あなたのお悩み、少しだけこぼしてみませんか?
~うちゅうじん、来店~
***
「おい、うちゅうじん。地球外知的生命体なんだから、こんなミスありえないでしょ」
「え?!…あ、はい、すみません。ぼ、僕はそんな次元の能力を持ち合わせていないので、どうしてもミスをしてしまいます。ぼくは地球人です。地球人なりに頑張るので、か、勘弁してください」
「あはは、冗談だよ。そんな真に受けないでよ。ま、とにかく気を付けてね」
「あ、はい、すみません。」
内生仁(うちう、ひとし)は、社会人3年目。
名前の読み方から、あだ名は「うちゅうじん」とつけられ、生来のまじめな性格から、”生真面目な宇宙人”と言われていました。
「うちうじんさーん」
(え?うちゅうじん?)
「あ、ごめんなさい。うちう、ひとしさーん」
病院の受付などで、名前が呼ばれるときは言い間違えされることも多く、必ずと言っていいほど、周囲の人に振り向かれてしまいます。
学生時代から、あまりにもいじられるので、改名しようとも考えましたが、両親がくれた名前を変えることに葛藤もありました。

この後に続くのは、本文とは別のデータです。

PR #1813, opened 2025-05-02
NO-JIRA: tests: fix RHEL 10.1 handling in kernel replace test

dustymabe:
The major=$(. /usr/lib/os-release && echo "${CPE_NAME}" | grep -Eo '[0-9]{1,2}') was yielding '10 1' so it was breaking this test. Let's use the new match_maj_ver function that Huijing recently added.


aaradhak (approved):
/lgtm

「ああ、今日もミスってしまったなぁ。でも、地球外知的生命体って言っていたけど、あれ、きっと一度僕に言おうと思っていたよね、絶対。はぁ…なんかいちいち返すのが億劫になってくる」
内生仁は、仕事帰りにぼそぼそとひとり言をこぼしながら、歩いていました。
「あれ?ここ、どこだろう?」
考え事をしながら歩いていたら、ふだん入らない路地に入ってしまい、ふと見ると「ほんわか堂」が目の前にたたずんでいました。
「なんか、不思議なお店だなぁ」
***
ほんわか堂ののれんが、風にふわりと揺れました。
「いらっしゃいませ」
「すみません。まだ、やっていますか?」
「はい。お好きなお席へどうぞ」
やさしいまなざしをした女性が出てきました。
「あのぉ、看板に”悩みをこぼしてみませんか?“と書いてあったんですけど、どんな悩みでも大丈夫ですか?」
「はい、どんなお悩みでもお聞きしますよ」
内生仁は、自分の名前に対する悩みをかたります。
「僕は、"うちう、ひとし"と言います。名前の読み方を変えて、「うちゅうじん」ってあだ名がつけられています」
「へぇ、素敵ですねぇ」
「ええ?す、素敵?」
「はい。なんか、グローバルをこえて、もはやユニバース的で!」
「あははは、そんなこと言われたの初めてです」
内生仁は、思わず吹き出して笑いました。
「あなたのその笑顔、とても素敵ですね。お仕事は営業とかですか?」
「え?!そうですか?いや、僕には営業なんて無理です。でも…憧れはありますけど」
「で、お悩みというのは?」
「あ、そうでした。この名前のおかげで昔からよくいじられるんです。もうそれが面倒になってしまって」
「そうなんですか。…少しお待ちくださいね」
ほとりは、お茶を淹れます。
「あなたにお出しするお茶は、“誇り”のお茶です」
内生仁は、ひとくちお茶を飲みました。
「なんか、心に芯が入るような気分になりました」
ほとりは、棚の奥からネームプレートを持ってきて手渡しました。
「これはあなたへのおくり物です。このネームプレートには、名前が入っていません。元々生まれた時には誰にも名前がありませんよね」
ネームプレートにはメッセージカードが添えられていました。
『地球外から見たら、誰でも宇宙人ですよ』
内生仁は、何かを悟ったようにお店をあとにしました。
***
その後、内生仁は、今まで諦めていた営業の仕事に転職しました。
そして自己紹介では、必ずこう言うようになりました。
「どうも!私は内生仁です。あだ名は宇宙人です!」
営業先の人は、最初はぽかんとしますが、次の瞬間には必ず笑ってくれて、すぐに名前を覚えてもらえるようになり、営業成績も次第に上がっていきました。
***
ほんわか堂では──
内生仁が記した“ありがとう帳”の名前の下に、こんなメッセージが浮かび上がりました。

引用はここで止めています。